Take the extraordinary scene in which Tati shows the living rooms of four separate apartments (effectively creating a four-way split-screen), all filmed from the outside. Most viewers will focus on the room which Hulot enters with his old war friend, but watch closely again and you´ll notice how the body language of the woman who lives next door is oddly coordinated with the "main" action. Or how about the opening scene at Orly airport which first focuses on a seated couple conversing in mid-ground, but soon expands to follow a parade of different passersby: a confused janitor, a stewardess who walks with robotic precision and turns at sharp ninety degree angles, and so on. Pick a character, any character, and follow him or her; you won´t be making the wrong choice; they´re all important. It was all part of Tati´s plan to "democratize" his film, taking the focus away from any single character and giving everyone their own degree of significance in the film. He particularly wanted to take the focus off his signature character, Monsieur Hulot, and let some of his other actors shine. He even sprinkles a series of fake Hulots throughout the film to further undermine his character´s central role.
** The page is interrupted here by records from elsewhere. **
Issue #1999, opened 2026-07-31
srv — the Setup checker still calls a missing engine package "not importable"


dudarenok-maker:
## What

PR #1986 fixed a conflation on the Admin console's Voice-engine row (`/api/diagnostics`): it was telling the operator a package *"will not import"* when the package was simply **not installed**. The two faults have different remedies — install versus repair — so each is now named for what it is.

The Setup checker still has the same conflation, on a different code path.

`server/src/routes/setup-diagnosis.ts:187` renders:

> A voice engine package is not importable in the voice engine runtime.

It derives that from `kokoroPackageConfirmedBroken || qwenPackageConfirmedBroken`, which are `packageBroken` booleans. `packageBroken` is `packageOnDisk && (importOk === false || (importOk === undefined && specPresent === false))` — a single boolean that has already collapsed "the package is absent" and "the package is present but raises on import" into one value.

So unlike the diagnostics row, this is **not** a one-line reordering. The distinction does not survive as far as `setup-diagnosis`; a fix needs a signal that does not currently reach that function.

## Why it matters

Same user cost as the fault #1986 fixed, on the surface a new user is most likely to see first. Setup readiness is the first-run path — the audience least equipped to work out that "not importable" actually means "never installed", and the most likely to go looking for a repair button for software that was never there.

Lower severity than the diagnostics case in one respect: both Kokoro and Qwen ship in the default requirements (`base.txt`, `nvidia-cuda.txt`), so a genuinely missing package implies a broken bootstrap rather than a normal state.

## Suggested shape

Two separable pieces:

1. Carry the distinction far enough to be renderable. Either pass the missing-vs-broken split through alongside `packageBroken`, or have `setup-diagnosis` read `importOk` / `specPresent` the way the diagnostics row now does. This is a small design decision about what `setup-diagnosis` is allowed to depend on, not a mechanical edit — which is why #1986 left it alone rather than widening its diff.
2. While there: the shared `— repair in Model Manager` suffix on the diagnostics row is now appended to *both* phrases, so a genuinely missing package reads `Kokoro package missing — repair in Model Manager`. "Repair" is the wrong verb for something never installed. Picking the verb per-branch is a copy decision worth making deliberately across both surfaces at once.

## Notes

Found by the independent review on PR #1986 and confirmed while folding its findings. `setup-diagnosis.ts` is deliberately untouched by that PR (`git diff 5382c6be..HEAD` reports zero hits in it). Follow-up to #1965.

[...]

PR #2579, opened 2026-08-21
fix(server): add a package-broken installState to the models inventory endpoint

### LINKED ISSUE #2533: GET /api/models/inventory's installState can't distinguish broken from missing
## Summary

`GET /api/models/inventory`'s `installState` enum cannot distinguish a package that is genuinely **missing** from one that is **present but unimportable (broken)**. Both states collapse to the same `installState: 'package-missing'` value.

## Root cause

`buildModelInventory` (`server/src/routes/models-inventory.ts`) derives each engine's `installState` via `deriveEngineHealth` off a single `packageInstalled` boolean, computed as:

```js
pkgUsable = importOk ?? pkgInstalled(...)
```

Once a real load attempt has run and `importOk` is a real `false` (not `null`), the `??` operator does **not** fall through — `false ?? X` evaluates to `false` — so `packageInstalled` reads `false` regardless of whether the package is genuinely absent from disk or merely present-but-unimportable. Both states collapse to the same `installState: 'package-missing'` value at this endpoint.

## Why this isn't user-facing today

Confirmed by reading `src/views/model-manager.tsx` and `src/components/kokoro-install.tsx`: the actual Repair-vs-Install button reads a **different** endpoint, `GET /api/setup/models-status`, whose `packageFault` field genuinely does distinguish `'broken'` from `'missing'` via `classifyPackageFault`. So today's user-facing Repair/Install decision is correct.

`/api/models/inventory`'s `installState` is used elsewhere though — the Remove flow's `evaluateRemoval` guard, size/path display — where the broken-vs-missing distinction currently doesn't matter, but any *future* consumer of the inventory endpoint would silently inherit this blind spot.

## Evidence

Reproduced live during wave-3 on-box acceptance testing of register row A27 (`docs/testing/onbox-wave3-results/step-3-sidecar-install-config-reach.md`), on a throwaway robocopy of the live sidecar venv:

- Kokoro present but unimportable (forced `raise RuntimeError` in `kokoro_onnx/__init__.py`): `kokoro_import_ok: false, kokoro_package_installed: true` at the sidecar; `/api/models/inventory` reported `installState: 'package-missing'`.
- Kokoro missing entirely (package + dist-info removed): same `installState: 'package-missing'` at `/api/models/inventory`.
- `/api/setup/models-status` correctly distinguished the two (`packageFault: 'broken'` vs `packageFault: 'missing'`) in both cases.

## Decision owed

Two defensible outcomes — not fixing here, needs a design call:

1. Add a fifth `installState` (e.g. `'package-broken'`) to `/api/models/inventory` so it matches `models-status.ts`'s finer distinction.
2. Leave `/api/models/inventory` coarse by design and document that any broken-vs-missing decision must read `models-status.ts` instead.

## Source

Found during wave-3 on-box acceptance testing, register row A27. Full write-up: `docs/testing/onbox-wave3-results/step-3-sidecar-install-config-reach.md`.

dudarenok-maker:
## Summary

- Implements the repo owner's chosen design for #2533 (option 1 of the two the issue named): `GET /api/models/inventory`'s `installState` gains a 5th value, **`'package-broken'`**, so the endpoint can distinguish a voice-engine package that's genuinely missing from one that's present but fails to import — matching the finer distinction `models-status.ts`'s `classifyPackageFault` already carries internally. This **replaces** this PR's earlier approach (a sibling `packageFault` field alongside an unchanged `installState`), which an independent review found implemented neither of the issue's two named options and had real correctness bugs (see review discussion below).
- `deriveEngineHealth` (`server/src/tts/engine-health.ts`) takes an optional `packageFault` probe input and is **overloaded**: a caller that omits it (models-status.ts's own call site) gets a return type that provably excludes `'package-broken'` — enforced by assignability against a `{ packageFault?: never }` intersection member on the first overload, not a literal-freshness/excess-property check (which only catches inline object literals, not variables or spreads) — which is what lets `EngineStatus.state` keep its openapi-documented 4-value enum completely unchanged. `models-status.ts` exports a new `EngineStatusState = Exclude<EngineHealthState, 'package-broken'>` alias for that field.
- `models-inventory.ts`'s six call sites now feed `classifyPackageFault` the **raw** sidecar `*ImportOk`/`*PackageInstalled` signals (not the disk-probe-composed boolean the prior approach used), so `classifyPackageFault`'s fail-open "unknown on both axes is never a fault" rule holds for the inventory the same way it holds for `/api/setup/models-status`. The three qwen rows share one hoisted probe/fault computation instead of repeating the disk probe three times per request.
- **Bug fix, found in passing:** `sidecar-health.ts`'s `qwenPackageInstalled` coerced an absent wire field straight to `false` instead of `undefined`, unlike its kokoro/coqui/whisper siblings — defeating the fail-open rule specifically for qwen and risking a confident "missing" report for an installed-but-unprobed package. Now mirrors the sibling normalisation. This also changes `/api/setup/models-status` and the Setup checker's behavior for qwen (via `voice-engine-registry.ts`'s `liveSpecPresent`), not just the inventory endpoint — the practical blast radius is small, since the shipped sidecar always emits `qwen_package_installed`, so the changed cell is only reachable against a pre-#1965 sidecar build.
- `src/views/model-manager.tsx`: `ResidencyBadge` and the installer Repair/Install label logic both now treat `'package-broken'` the same as `'package-missing'` instead of silently falling through to "Installed" — matters most for Whisper, the one row with no `models-status` entry to fall back on.
- `src/lib/api.ts`'s hand-mirrored `ModelInventoryItem.installState` type is widened to match.

### Review history

The prior version of this PR (head `484361d`) was reviewed and found to implement a third, undecided option instead of either one #2533 named, plus a raw-vs-composed substitution bug that made `/api/models/inventory` and `/api/setup/models-status` contradict each other on the same field. Full findings: https://github.com/dudarenok-maker/Castwright/pull/2579#issuecomment-5365974691. This revision replaces that approach entirely per the owner's design choice (option 1) and fixes every finding from that review.

## Test plan

- [x] `npm run typecheck` (frontend + server) — clean.
- [x] `server/src/tts/engine-health.test.ts` — new cases for `deriveEngineHealth`'s `packageFault` param (broken → `package-broken`, missing/omitted → `package-missing`, unchanged).
- [x] `server/src/routes/models-inventory.test.ts` — rewritten `packageFault`/`installState` describe block: broken-vs-missing for all six call sites (kokoro, qwen-base, qwen-base17, qwen-design, coqui, whisper), plus a regression pinning the raw-vs-composed substitution bug and a direct fail-open assertion.
- [x] `server/src/routes/sidecar-health.test.ts` — new cases proving `qwenPackageInstalled` forwards `undefined` (not `false`) when the wire omits the field and qwen isn't loaded.
- [x] `server/src/tts/engine-presence.test.ts` — new case for the `readinessSeverity` exhaustive-switch branch this change required.
- [x] `server/src/routes/openapi-setup-parity.test.ts` — updated to guard `models-status.ts`'s new `EngineStatusState` alias (4 values) against `openapi.yaml`'s unchanged `EngineStatus.state` enum, rather than the now-5-valued `EngineHealthState`.
- [x] `src/views/model-manager.test.tsx` — new case: a `'package-broken'` row shows "Needs repair" and labels its installer "Repair", not "Installed"/"Update".
- [x] `docs/release-notes-next.md` + `RELEASE_NOTES.md` updated.
- Not applicable: `openapi.yaml` is untouched by design — the inventory endpoint is deliberately excluded from the OpenAPI contract, and `models-status.ts`'s documented `EngineStatus.state` enum is unchanged (see above). This PR corrects an existing on-box acceptance criterion (register row A27) that its own change would otherwise falsify — the register, the wave-3 results doc, and the live-view have all been updated in this PR to match (per the Before-shipping checklist's on-box acceptance step); no new acceptance is owed beyond that correction.

Closes #2533


dudarenok-maker:
## PR review — pass 1 (head 484361da33cc71ff9c43467b4baecbd1d6275ba3, depth medium)

Scope: `server/src/routes/models-inventory.ts` (+31), `server/src/routes/models-inventory.test.ts` (+72) — the whole diff. Read alongside `server/src/tts/models-status.ts` (`classifyPackageFault`, the contract this PR reuses), `server/src/tts/engine-health.ts`, `server/src/routes/models-status.ts`, `server/src/routes/sidecar-health.ts`, `server/src/tts/kokoro-install-detect.ts`, `src/lib/api.ts`, `src/views/model-manager.tsx`, and issue #2533 itself, before adversarially probing (a) whether the six call sites are wired to the right per-engine flags, (b) whether `classifyPackageFault` is being fed the arguments its contract specifies, (c) whether `installState` is silently perturbed, and (d) what a surviving mutation at each unasserted call site would look like.

Verified clean: all six call sites use their own engine's `*ImportOk`/`*PackageInstalled` pair — no copy-paste/wrong-engine bug, checked pairwise against the pre-existing `pkgUsable` calls. `installState` is genuinely untouched.

---

### 🔴 Blocking — `Closes #2533` closes an issue that explicitly reserved this as a design call, and ships a third option neither listed

`server/src/routes/models-inventory.ts:81-86` · PR body

Issue #2533's own **"Decision owed"** section reads, verbatim:

> Two defensible outcomes — **not fixing here, needs a design call**:
> 1. Add a fifth `installState` (e.g. `'package-broken'`) to `/api/models/inventory` so it matches `models-status.ts`'s finer distinction.
> 2. Leave `/api/models/inventory` coarse by design and document that any broken-vs-missing decision must read `models-status.ts` instead.

This PR takes neither. It adds a sibling `packageFault` field — a third option — and closes the issue on merge, so the decision the issue was filed to surface disappears from the board without ever being made.

This is CLAUDE.md's design-pass carve-out inverted. That carve-out is the *only* way a finding leaves a round unfixed, and its price is that the issue must name the decision owed — #2533 did exactly that, correctly. `pr-review-gate`'s judgment-call carve-out routes such a finding to the user, not to a unilateral pick by the implementing agent.

It is not merely procedural. Option 2 was *"leave the inventory coarse and make broken-vs-missing read `models-status.ts`"* — i.e. keep **one** source for this field. This PR creates a **second** source of the same field name, fed different inputs, which is precisely what produces 🟠 1 below. The owner's option 2 would have prevented that contradiction by construction; option 1 would have avoided it too by extending the existing enum instead of forking a parallel one.

Remedy is a decision, not a patch: get the design call before merge, or downgrade to `Refs #2533` and leave the issue open with its decision still named.

---

### 🟠 1 — `classifyPackageFault`'s second parameter is `specPresent` (unknown-capable); the inventory feeds it a never-`undefined` boolean, so the documented fail-open branch is dead and the two endpoints now contradict each other

`server/src/routes/models-inventory.ts:185-188`, and the five siblings at `:219-222`, `:253-256`, `:287-290`, `:328-331`, `:362-365`

`classifyPackageFault(importOk, specPresent)` (`models-status.ts:54-62`) documents its contract at `models-status.ts:34-51`, ending: *"Unknown on both axes (sidecar down / older sidecar / engine never loaded) is **never a fault**."* That rule is implemented by the final `return 'ok'` at `models-status.ts:61`, reachable only when `specPresent === undefined`.

The inventory passes `pkgInstalled(...)` as that argument. `pkgInstalled` (`models-inventory.ts:149-150`) returns `boolean` — never `undefined`. So `specPresent === undefined` **cannot occur at any of the six new call sites**, and `models-status.ts:61` is dead code for this endpoint. The unknown is consumed by the disk probe before the classifier ever sees it.

Concrete repro — fresh clone, sidecar venv not bootstrapped, sidecar not running (the app's default first-run state):

| | value | why |
|---|---|---|
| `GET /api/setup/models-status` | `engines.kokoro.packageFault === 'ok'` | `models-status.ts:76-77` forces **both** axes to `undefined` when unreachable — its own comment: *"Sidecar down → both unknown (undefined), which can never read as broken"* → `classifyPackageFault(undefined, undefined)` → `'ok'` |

As you might guess, the gossamer plot hardly matters. Hulot comes to see a man about a job but has difficulty meeting with him. He wanders into the city where the action switches to follow a group of American women, including Barbara (Barbara Dennek) the closest thing the film has to a protagonist outside of Hulot, have arrived on vacation. Sometimes we follow the women; sometimes Hulot on his misadventures. Most of the time, we´re watching the city itself, presented here as a sleek, ultra-modern, condensed version of Paris. It´s a city made all of transparent glass, and operated by strange machinery that is both of its time and oddly futuristic. An early scene takes place at a trade show where vendors display their wares, including a vacuum cleaner with its own headlights and a door made of material that dampens all sound ("Slam Your Doors in Golden Silence!") Occasionally, Paris landmarks peek through the slick modernity, such as the Eiffel Tower which makes an unlikely appearance as a reflection in a glass doorway.

The entire film is a near-flawless symphony, but it reaches its pinnacle in the extended Royal Garden sequence at the end. If you can call a forty-minute plus sequence a "set-piece," it is the greatest set-piece in film history. It´s opening night at a ritzy nightclub, but the kinks have yet to be ironed out, and the staff is ill-prepared to handle the crowd. Bad paint jobs, loose floor tiles, and collapsing support beams produce an endless series of complications. In this single space, Tati is somehow able to create dozens of distinct and memorable characters, including the waiters, the manager, the bouncer, the carpenter, the band members, several diners, a local drunk, and Hulot himself.